Unlike money, complexity is not measurable or fungible. We cannot say that a certain amount of complexity in one area is equivalent to a certain amount in another. So at best, the concept of a complexity budget is a rough approximation.

The relationship between a complexity budget and time is also interesting. There is rarely an advantage of delaying adding complexity (c.f., delaying spending). If we want to add a complex feature to Rust (or to a software project), the additional complexity (and its impact on users) is the same whether we add the feature now or next year. To the extent that we think of complexity budgets in any concrete sense, we should think of an all-time budget, rather than an annual budget. That implies that the amount of complexity added per year should diminish over time (obviously this is unlikely to be a smooth or monotonic decrease).

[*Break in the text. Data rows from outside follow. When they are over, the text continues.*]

PR #23076, opened 2019-09-25
Fix failed to add Windows worker with intermediary certificates

thxCode:
**Problem:**
certoc.exe only accept the first cert of the certificate file.

**Solution:**
Use a loop to iterate per certificate from the file.

P.S.: The logic of this part is lost during refactoring. Patching back as the same as https://github.com/rancher/rancher/commit/45af0e6c3ab6cf70b51a7f63d4b5381c72a64efc#diff-b7a68d3a8052546f5539c0f2661ae672 but using `certoc.exe` to import certificates instead of `Import-Certificate` in the nanoserver.

**Issue:**
Reopen: https://github.com/rancher/rancher/issues/20436

### DIFF
--- a/package/windows/execute.ps1
+++ b/package/windows/execute.ps1
@@ -286,9 +286,22 @@ if ($CATTLE_CA_CHECKSUM)
     $temp.MoveTo("$sslCertDir\serverca")
 
     # import the self-signed certificate
-    certoc.exe -addstore root "$sslCertDir\serverca" | Out-Null
-    if (-not $?) {
-        Log-Error "Failed to import rancher server certificates to Root"
+    $caBytes = $null
+    Get-Content "$sslCertDir\serverca" | % {
+        if ($_ -match '-+BEGIN CERTIFICATE-+') {
+            $caBytes = @()
+        } elseif ($_ -match '-+END CERTIFICATE-+') {
+            $caTemp = New-TemporaryFile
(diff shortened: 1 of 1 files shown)


package/windows/execute.ps1
```diff
@@ -286,9 +286,22 @@ if ($CATTLE_CA_CHECKSUM)
...
+            $caBytes = @()
+        } elseif ($_ -match '-+END CERTIFICATE-+') {
+            $caTemp = New-TemporaryFile
+            Set-Content -Value $caBytes -Path $caTemp.FullName -Encoding Byte
+            certoc.exe -addstore root $caTemp.FullName | Out-Null
+            if (-not $?) {
+                $caTemp.Delete()
+                Log-Error "Failed to import rancher server certificates to Root"
+            }
+            $caTemp.Delete()
```
gitlawr: Looks like it won't exit on Log-Error: https://github.com/rancher/rancher/blob/883c41e029a70a482f612f569983ae86d84ab0bf/package/windows/utils.psm1#L19
Will it do delete twice when an error occurs?

thxCode: Using `Log-Fatal` to make the logic exit when failed, so the user could get noticed. `$caTemp.Delete()` just drops the temp file, those imported certs would store in `Cert:\LocalMachine\Root\`. If getting an import error on the last one of the file, I think we don't need to delete those certs already imported.

Issue #23043, opened 2019-09-24
Update k8s 1.13, 1.14 and 1.15 versions on Rancher 2.2.x


alena1108:
Have to:

- [ ] Refresh k8s versions for 1.13, 1.14 and 1.15 lines on release/v2.2, in `rancher/types`
- [ ] Backport - forwardport? - versions to rancher master, `rancher/kontainer-driver-metadata`, for backwards compatibility

prachidamle:
- To take care of future upgrades of v2.2.9 to v2.3, we need to update kontainer-driver-metadata with system-images that are supported by v2.2.9 k8s versions.

- In v2.2.9, for versions v1.14.7-rancher1-1 and v1.15.4-rancher1-1, the "WindowsPodInfraContainer" image that v2.3 has does not exist.

- Hence we will be maintaining v1.14.7-rancher1-1 and v1.15.4-rancher1-1 without "WindowsPodInfraContainer" in kontainer-driver-metadata so that upon upgrade the existing clusters on v2.2.9 do not go to updating state.

- In kontainer-driver-metadata v1.14.7-rancher1-2 and v1.15.4-rancher1-2 will be having the windows-infra-pod image that will apply for v2.3 onwards.

jiaqiluo:
The bug fix is validated in Rancher:v2.2-head 9aea30e5

As a standard user, I add three EC2 clusters which have the following k8s versions
```
- 1.15.4 - default 
- 1.14.7
- 1.13.11
```
and each cluster has 
```
- 3 etcd
- 1 control plane
- 3 worker nodes. 
```

All automation tests are passed on those three clusters.

Issue #22945, opened 2019-09-18
Upgrade kubectl to 1.14.7


alena1108:
Upgrade our embedded kubectl to the latest version in k8s 1.13.x release line

https://github.com/rancher/rancher/issues/22938

prachidamle:
We will be upgrading kubectl version 1.14.7 and also support 1.15.x k8s version in Rancher UI
cc @alena1108

sangeethah:
Tested with latest build from `2.2-head` - `1375ef26`

```
> kubectl version
Client Version: version.Info{Major:"1", Minor:"14", GitVersion:"v1.14.7", GitCommit:"8fca2ec50a6133511b771a11559e24191b1aa2b4", GitTreeState:"clean", BuildDate:"2019-09-18T14:47:22Z", GoVersion:"go1.12.9", Compiler:"gc", Platform:"linux/amd64"}
Server Version: version.Info{Major:"1", Minor:"15", GitVersion:"v1.15.4", GitCommit:"67d2fcf276fcd9cf743ad4be9a9ef5828adc082f", GitTreeState:"clean", BuildDate:"2019-09-18T14:41:55Z", GoVersion:"go1.12.9", Compiler:"gc", Platform:"linux/amd64"}
```

PR #23086, opened 2019-09-25
v2.2.9: Update kubectl to 1.14.7 and support 1.15.x k8s version and update vendor

prachidamle:
https://github.com/rancher/rancher/issues/22945
https://github.com/rancher/rancher/issues/23043

Depends on PRs:
types: https://github.com/rancher/types/pull/993
rke: https://github.com/rancher/rke/pull/1674


alena1108:
@prachidamle we need to deprecate 1.12 in types, and make 1.15 a default

prachidamle:
> @prachidamle we need to deprecate 1.12 in types, and make 1.15 a default

Ok, I was not aware we need to update types, will look at that

Issue #21070, opened 2019-06-23
App upgrade failure: panic at go/src/k8s.io/helm/pkg/tiller/release_update.go:166


zhongguanqun:
What kind of request is this (question/bug/enhancement/feature request):
**panic: runtime error: invalid memory address or nil pointer dereference**
[signal SIGSEGV: segmentation violation code=0x1 addr=0x50 pc=0x12e8cc8]

goroutine 15 [running]:
k8s.io/helm/pkg/tiller.(*ReleaseServer).performUpdateForce(0xc420819860, 0xc42052a8c0, 0x0, 0x0, 0x17b7b40)
	/go/src/k8s.io/helm/pkg/tiller/release_update.go:166 +0x188
k8s.io/helm/pkg/tiller.(*ReleaseServer).UpdateRelease(0xc420819860, 0x17d8960, 0xc420932210, 0xc42052a8c0, 0xc420819860, 0x16b98a6, 0xd)
	/go/src/k8s.io/helm/pkg/tiller/release_update.go:43 +0x245
k8s.io/helm/pkg/proto/hapi/services._ReleaseService_UpdateRelease_Handler.func1(0x17d8960, 0xc420932210, 0x16066c0, 0xc42052a8c0, 0x32, 0xc42052aa50, 0x1, 0x1681d11)
	/go/src/k8s.io/helm/pkg/proto/hapi/services/tiller.pb.go:1244 +0x86
k8s.io/helm/vendor/github.com/grpc-ecosystem/go-grpc-prometheus.(*ServerMetrics).UnaryServerInterceptor.func1(0x17d8960, 0xc420932210, 0x16066c0, 0xc42052a8c0, 0xc42094e6e0, 0xc42094e700, 0x48, 0xc42094e5c0, 0xc420a37a40, 0x4108c8)
	/go/src/k8s.io/helm/vendor/github.com/grpc-ecosystem/go-grpc-prometheus/server_metrics.go:86 +0xdb
k8s.io/helm/pkg/tiller.newUnaryInterceptor.func1(0x17d8960, 0xc420932210, 0x16066c0, 0xc42052a8c0, 0xc42094e6e0, 0xc42094e700, 0xc420655ab0, 0x4108c8, 0x50, 0x15d88a0)
	/go/src/k8s.io/helm/pkg/tiller/server.go:60 +0xab
[...]

PR #23099, opened 2019-09-26
Turn it up to 10 TILLER_HISTORY_MAX

dramich:
Problem:
Tiller can get stuck when an upgrade fails and we don't have any
versions to get back to

Solution:
Up the history count so tiller can find one that deployed successfully
to rollback to

https://github.com/rancher/rancher/issues/21070


alena1108:
LGTM

PR #23100, opened 2019-09-26
provision  a NFS server when running tests for PV and PVC

jiaqiluo:
An NFS server will be deployed in AWS for testing Persistent Volumes and Persistent Volume Claims.
A new configurable variable `RANCHER_DELETE_NFS` is introduced. The NFS server will be deleted automatically if `RANCHER_DELETE_NFS` is set to `True`, or be kept if `RANCHER_DELETE_NFS` is set to `False`


sangeethah:
LGTM

PR #23102, opened 2019-09-26
[2.3] Add check for app creation

mrajashree:
Add check for app creation

### DIFF
--- a/tests/integration/suite/test_project_catalog.py
+++ b/tests/integration/suite/test_project_catalog.py
@@ -1,4 +1,5 @@
-from .conftest import wait_until, wait_until_available
+from .conftest import wait_until, wait_until_available, wait_for_condition,\
+    user_project_client
 from rancher import ApiError
 from .common import random_str
 import time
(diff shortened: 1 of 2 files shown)


tests/integration/suite/test_project_catalog.py
```diff
@@ -211,6 +212,59 @@ def test_user_addition_after_creating_project_catalog(admin_mc,
...
+
+    name = random_str()
+    new_project = client.create_project(name=random_str(), clusterId='local')
+    remove_resource(new_project)
+    wait_for_condition('InitialRolesPopulated', 'True', client, new_project)
+    new_project = client.reload(new_project)
+
+    project_name = str.lstrip(new_project.id, "local:")
+    catalog_name = project_name + ":" + name
+    url = "https://github.com/mrajashree/charts.git"
```
prachidamle: Do we have a QA or test charts repo - we should have one

mrajashree: no we don't, but yeah we should

prachidamle: or we can use rancher charts repo itself

mrajashree: few tests were using rancher charts repo, but there was once a change in rancher charts that removed a version and all these tests started failing.

dramich: We do have one `DEFAULT_CATALOG = "https://github.com/rancher/integration-test-charts"`

mrajashree: okay, I wasn't aware of this and have been using my fork for charts in tests. updated it

prachidamle:
LGTM

alena1108:
@mrajashree what issue does it address? It's better to have a github ticket with the clear steps to reproduce for qa

PR #23109, opened 2019-09-26
k8s 1.16

kinarashah:
`unknown revision v0.0.0 errors` on kubernetes components while using `k8s.io/kubernetes v1.16.0` similar to `https://github.com/kubernetes/kubernetes/issues/79384`. Followed step mentioned in `https://github.com/kubernetes/kubernetes/issues/79384#issuecomment-505627280` to specifically mention all components with 1.16 tag in replace


ibuildthecloud:
LGTM

PR #23114, opened 2019-09-27
[2.3.2] enhance logging configure

aiwantaozi:
Problem:
1. Project match source use all file under /var/log/containers which include log files not belong to this project
2. When configuring read_from_head, if target file is large, it takes a long time and starting other plugins isn't executed until reading file is finished.
3. Default file chunk size is 256M, kafka plugin will iterate over each 256M file and deliver each 1024K, it takes a long time if file is too large

Solution:
1. Only tail file belong to this project
2. Remove read_from_head
3. reduce each chunk file size for kafka, set default kafka aggregation threshold higher

Issue:
https://github.com/rancher/rancher/issues/23303

### DIFF
--- a/pkg/api/customization/logging/validator.go
+++ b/pkg/api/customization/logging/validator.go
@@ -75,8 +75,10 @@ func validate(level, containerLogSourceTag string, loggingTargets v3.LoggingTarg
 		}
 	}
 
-	if err = generator.ValidateCustomTags(wrap); err != nil {
-		return err
+	if len(outputTags) != 0 {
+		if err = generator.ValidateCustomTags(wrap); err != nil {
+			return err
+		}
 	}
 
 	return generator.ValidateCustomTarget(wrap)
--- a/pkg/controllers/user/logging/config/config.go
+++ b/pkg/controllers/user/logging/config/config.go
@@ -102,3 +102,7 @@ func RancherLoggingSSLSecretName() string {
 func GetNamespacePattern(namespace string) string {
 	return fmt.Sprintf("^%s$", namespace)
 }
+
+func GetNamespacePathPattern(namespace string) string {
+	return fmt.Sprintf("/var/log/containers/*_%s_*.log", namespace)
+}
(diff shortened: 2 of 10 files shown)


orangedeng:
LGTM

aiwantaozi:
Update kafka configure

orangedeng:
LGTM

aiwantaozi:
collect kafka changes into one commit

pkg/api/customization/logging/validator.go
```diff
@@ -75,8 +75,10 @@ func validate(level, containerLogSourceTag string, loggingTargets v3.LoggingTarg
 		}
 	}
 
-	if err = generator.ValidateCustomTags(wrap); err != nil {
-		return err
+	if len(outputTags) != 0 {
+		if err = generator.ValidateCustomTags(wrap); err != nil {
```
alena1108: I see that the same pattern is being repeated here and on line 51. Would it make sense to include len(outputTags) != 0 verification in ValidateCustomTags method itself, and just return from the method immediately if ==0?

alena1108:
@aiwantaozi will there be a system-charts pr? or just rancher side changes

pkg/api/customization/logging/validator.go
aiwantaozi: I agree this `!=0` is being repeated, I check the method ValidateCustomTags, we pass interface{} as method's parameters, because we may pass ProjectLoggingTemplateWrap or ClusterLoggingTemplateWrap and use them the generate the configure. So if we may need to parse it back to map if we move the `!=` into ValidateCustomTags method, I prefer to keep it outside even it is being repeated

aiwantaozi:
@alena1108 Just rancher side changes

pkg/api/customization/logging/validator.go
alena1108: ok, it's fine, not a big deal

alena1108:
LGTM

PR #23118, opened 2019-09-27
Add mirror images

gitlawr:


scripts/istio-images-mirror
```diff
@@ -14,3 +14,8 @@ pstauffer/curl rancher/pstauffer-curl v1.0.3
 coredns/coredns rancher/coredns-coredns 1.1.2
 quay.io/coreos/prometheus-operator rancher/coreos-prometheus-operator v0.32.0
 quay.io/coreos/prometheus-config-reloader rancher/coreos-prometheus-config-reloader v0.32.0
+plugins/docker rancher/plugins-docker 18.09
```
alena1108: This image has the same source as jenkins-plugins-docker, which is already in Rancher dockerhub https://github.com/rancher/types/blob/master/image/mirror.go#L17. Is the intent to re-name the image?

gitlawr: Yes, it is mistakenly mirrored to `jenkins-plugins-docker` but it is not a jenkins plugin(drone plugin image indeed), so I think we should correct the name

scripts/istio-images-mirror
```diff
@@ -14,3 +14,8 @@ pstauffer/curl rancher/pstauffer-curl v1.0.3
...
+minio/minio rancher/minio-minio RELEASE.2019-09-25T18-25-51Z
+grafana/grafana rancher/grafana-grafana 6.3.6
+library/nginx rancher/nginx 1.17.4-alpine
+jenkins/jnlp-slave rancher/jenkins-jnlp-slave 3.35-4
```
deniseschannon: This was the only image that CICD actually pushed. I imagine the other repos in dockerhub were missing perms? @cloudnautique @drpebcak

deniseschannon: I added dockerhub permissions for the automated published on the other repos.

Reasoning about complexity

I hope the following principals are useful for discussing and reasoning about complexity.

Precisely identify the flavour of complexity

Try to identify exactly how a new feature makes programming more complex. How does it affect cognitive load? Is the complexity intrinsic or incidental, core or peripheral, in the design or implementation?

Accept the trade-off and discuss it

Complexity is part of the trade-off for any new feature. We should accept that and frame discussion around the trade-off. After identifying the kind of complexity, we should ask if it is justified by the advantages of the feature (rather than discuss either the complexity or the advantages (or other disadvantages) in isolation: "is this feature too complex?" is a bad question).

Sometimes the answer to a question about trade-offs is that there is another solution which has most of the advantages with fewer of the disadvantages; here specifically, a solution which is less complex. This isn't always the case, but it is worth investing significant energy to be sure.

Consider our users

Complexity affects different users in different ways. I have another post in the works on considering users, but in summary: identify and consider the effects of complexity on different groups such as beginners vs intermediate vs advanced users, library authors vs consumers, users with different programming backgrounds, and users in different domains.

Doing this takes considerable effort and empathy. It might be useful to conduct surveys or experiments to better understand our users. (I hope to help teams in doing that, get in touch if you're interested!)

We must also be aware of our biases. We are likely to be like some of our users in some ways, but unlike many of them in many ways. In particular, those who are interested enough in programming languages to discuss programming language design often have experience and interests which are unlike the majority of programmers (who, mostly, just want to get things done). Anyone with an understanding of compiler implementation, type theory, or very sophisticated type systems will have ways of thinking about programming languages which are not shared with most programmers.

Consider global effects

As mentioned in the section on complexity budgets, we should consider complexity as a global issue as well as specific to the feature being designed. We should not only consider the trade-off of the complexity increase due to a new feature vs the benefit of the new feature, but we should also consider the project as a whole: is this added complexity worth more than other plans to add complexity on our roadmap? How complex is the project going to be as whole with this feature and other features we plan to add? How does this new feature interact with other features to present complexity to the user?

Consider second-order effects

We should consider how adding a feature might have indirect effects on users' perceptions of complexity. For example, if adding a feature means a different feature gets used less (or can be removed), then there might be a net negative impact on complexity. Or, if adding a feature encourages the use of more complex APIs or coding patterns, then it might increase complexity for users far beyond the complexity of the feature itself.